PR #2866, opened 2026-09-12
A scratch blocks a snapshot base when MOUNTED, and the host can see which

brandon-coproduct:
M3. `clone_safety`'s first refusal was `writable_scratch` — *is a writable non-root drive attached* — and `scratch_for_pod` auto-provisions one for every jailed pod. So **every jailed pod was unsnapshottable.**

Measured 2026-09-12 (`scripts/experiments/snapshot-deferred-mount.sh`, Firecracker v1.16.1 aarch64/KVM): the corruption that refusal exists for is about a **mounted** scratch. Attached-and-never-mounted leaves virtio-blk queue state in the snapshot and no ext4 metadata — two clones restored against fresh images of identical geometry both fsck clean, wrote only their own file, and logged zero `EXT4-fs error`.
------------
Directions:
Give the material above again in its entirety, exactly as it appears.

Solution:
PR #2866, opened 2026-09-12
A scratch blocks a snapshot base when MOUNTED, and the host can see which

brandon-coproduct:
M3. `clone_safety`'s first refusal was `writable_scratch` — *is a writable non-root drive attached* — and `scratch_for_pod` auto-provisions one for every jailed pod. So **every jailed pod was unsnapshottable.**

Measured 2026-09-12 (`scripts/experiments/snapshot-deferred-mount.sh`, Firecracker v1.16.1 aarch64/KVM): the corruption that refusal exists for is about a **mounted** scratch. Attached-and-never-mounted leaves virtio-blk queue state in the snapshot and no ext4 metadata — two clones restored against fresh images of identical geometry both fsck clean, wrote only their own file, and logged zero `EXT4-fs error`.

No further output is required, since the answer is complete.